Il Regno Unito rimarrà tale. Dopo oltre trecento anni la Scozia ha deciso di non volere l’indipendenza dal governo di Londra: con un’affluenza record che ha sfiorato picchi del 90%, il 55% dei pronipoti di William Wallace ha votato no alla secessione, contro il 45% dei connazionali.
Non è dunque bastata la passione e l’impegno messi in campo dal primo ministro scozzese e leader indipendentista Alex Salmond, che ha però reagito in modo composto ai risultati delle votazioni. «La Scozia non sarà un Paese indipendente – ha esordito in diretta sulla Bbc, parlando dalla sede del suo comitato – Ma la partecipazione è stata un trionfo».
Salmond si dice entusiasta per la grande affluenza e partecipazione, oltre che per i timori che il referendum è riuscito a suscitare nel governo inglese. «Abbiamo visto paura e preoccupazione – ha detto il leader scozzese – abbiamo visto che dal governo britannico nessuno si sarebbe aspettato questo successo, sono stati mossi da quello che vedevano. Oggi non dobbiamo guardare a quello che non abbiamo, ma dobbiamo andare avanti come una sola nazione», ha poi concluso facendo coraggio ai suoi.

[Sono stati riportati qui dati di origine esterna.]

PR #1283, opened 2024-06-03
Fix a memoization bug for cluster client

### LINKED ISSUE #1282: redis-clustering: NoMethodError: undefined method `node_keys' for nil:NilClass
With [a recent redis-cluster-client commit](https://github.com/redis-rb/redis-cluster-client/commit/c1b7dd7cd135aad86355c817f8c0a1d3bdb5ee07), `@router` can be `nil`, so https://github.com/redis/redis-rb/blob/v5.2.0/cluster/lib/redis/cluster/client.rb#L56 is failing. 

```
#<NoMethodError: undefined method `node_keys' for nil:NilClass

        @router.node_keys.join(' ')
               ^^^^^^^^^^>
/var/web/canvas/shared/bundle/ruby/3.1.0/gems/redis-clustering-5.2.0/lib/redis/cluster/client.rb:56:in `id'
/var/web/canvas/shared/bundle/ruby/3.1.0/gems/redis-5.2.0/lib/redis.rb:111:in `id'
/var/web/canvas/shared/bundle/ruby/3.1.0/gems/redis-5.2.0/lib/redis.rb:115:in `inspect'
(irb):8:in `<top (required)>'
```
is a full backtrace.

Note that in [redis-cluster-client's inspect method](https://github.com/redis-rb/redis-cluster-client/commit/c1b7dd7cd135aad86355c817f8c0a1d3bdb5ee07#diff-737532d46e36c72be00bbbbce4de81b98dc9cdd82466bd1a0b6058b9c77f8da0R28), it checks if `@router` is `nil` before using it now.

supercaracal:
Closes #1282

I fixed redis-cluster-client to be able to delay the initialization to the first query.

* https://github.com/redis-rb/redis-cluster-client/pull/364
* https://github.com/redis-rb/redis-cluster-client/releases/tag/v0.10.0

But I've forgotten to fix it on redis-clustering side. So this pull request fixes it.

### DIFF
--- a/cluster/lib/redis/cluster/client.rb
+++ b/cluster/lib/redis/cluster/client.rb
@@ -54,11 +54,11 @@ class Redis
       ruby2_keywords :initialize if respond_to?(:ruby2_keywords, true)
 
       def id
-        @router.node_keys.join(' ')
+        server_url.join(' ')
       end
 
       def server_url
-        @router.node_keys
+        @router.nil? ? @config.startup_nodes.keys : router.node_keys
       end
 
       def connected?
@@ -115,9 +115,9 @@ class Redis
         end
 
         handle_errors do
-          RedisClient::Cluster::OptimisticLocking.new(@router).watch(keys) do |c, slot, asking|
+          RedisClient::Cluster::OptimisticLocking.new(router).watch(keys) do |c, slot, asking|
             transaction = Redis::Cluster::TransactionAdapter.new(
-              self, @router, @command_builder, node: c, slot: slot, asking: asking
+              self, router, @command_builder, node: c, slot: slot, asking: asking
             )
 
             result = yield transaction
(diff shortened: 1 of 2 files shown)


cluster/lib/redis/cluster/client.rb
```diff
@@ -54,11 +54,11 @@ def initialize(*)
       ruby2_keywords :initialize if respond_to?(:ruby2_keywords, true)
 
       def id
-        @router.node_keys.join(' ')
+        server_url.join(' ')
       end
 
       def server_url
-        @router.node_keys
+        @router.nil? ? @config.startup_nodes.keys : router.node_keys
```
corrupt952, line 61: Hi! 👋

This is related to a question I asked in https://github.com/redis-rb/redis-cluster-client/pull/364/files#r1724410379 . 

I noticed that here too, the `@router` variable is being used directly instead of calling the `router` method. What's the reasoning behind this approach?

It seems that calling `router` would eliminate the need for the nil check. Is there a specific advantage to using `@router` directly in this context?

Also, I am waiting for this fix to be released!

Thanks in advance for your help!

supercaracal: I thought that it would be better to delay initialization if any commands aren't sent to servers in the method.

Salmond l’aveva promesso, se i risultati fossero stati negativi non ci sarebbe stato alcun referendum almeno per un’altra generazione. «Si tratta dell’occasione di una vita», aveva detto il leader indipendentista. Ora però, ha aggiunto, l’Inghilterra dovrà mantenere le promesse fatte durante la campagna. Westminster aveva infatti assicurato più poteri al governo scozzese.
Sull’altro fronte il comitato del no esulta. Da Londra è intervenuto il premier David Cameron che per prima cosa ha difeso la decisione di lasciare alla Scozia la possibilità di scegliere o meno la propria autonomia, dalle tante voci critiche piovutegli addosso nelle ultime settimane.

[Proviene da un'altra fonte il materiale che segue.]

PR #4429, opened 2022-03-25
feat(buy flow): fixed issue with redirect if there are pending orders

milan-bc:
## Description (optional)
Fixed issue with redirect if there are pending orders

Una scelta democratica, ha aggiunto il leader, che in risposta alle osservazioni fatte da Salmond ora promette: «Così come gli scozzesi avranno più poteri sulle loro questioni, ne consegue che gli inglesi, i gallesi e i nordirlandesi devono avere maggiore voce in capitolo sulle loro». Il che, specifica Cameron, implica che così come il parlamento scozzese voterà autonomamente sulle proprie questioni in materia fiscale, spesa pubblica e welfare, così potrà fare anche l’Inghilterra, il Galles e l’Irlanda del Nord.
A prescindere dai risultati, ad ogni modo, la vicenda scozzese è riuscita a smuovere molti sentimenti soprattutto tra i movimenti indipendentisti minori europei. A cominciare dalla Catalogna, scesa in piazza la scorsa settimana per sottolineare il proprio diritto all’autodeterminazione, fino alle realtà minori italiane.
Dal territorio nostrano, avevano infatti attirato l’attenzione dichiarazioni di sostegno da parte di movimenti indipendentisti minori come quello sardo o padano. Due giorni fa un gruppo composto da cinque consiglieri regionali della Sardegna appartenenti al Partito sardo d’azione e al movimento Sardegna Nazione Indipendentizia, si era recato a Edimburgo per un incontro con il parlamento scozzese.
Negli stessi giorni un comitato composto da deputati veneti appartenenti alla Lega Nord aveva manifestato a Montecitorio davanti a Palazzo Chigi, per protestare contro la decisione del governo di vietare un referendum consultivo sull’indipendenza del Veneto. I deputati citavano la Scozia come esempio di democrazia. All’evento aveva partecipato anche il sindaco di Verona Flavio Tosi, che però aveva specificato: «Sono federalista non secessionista».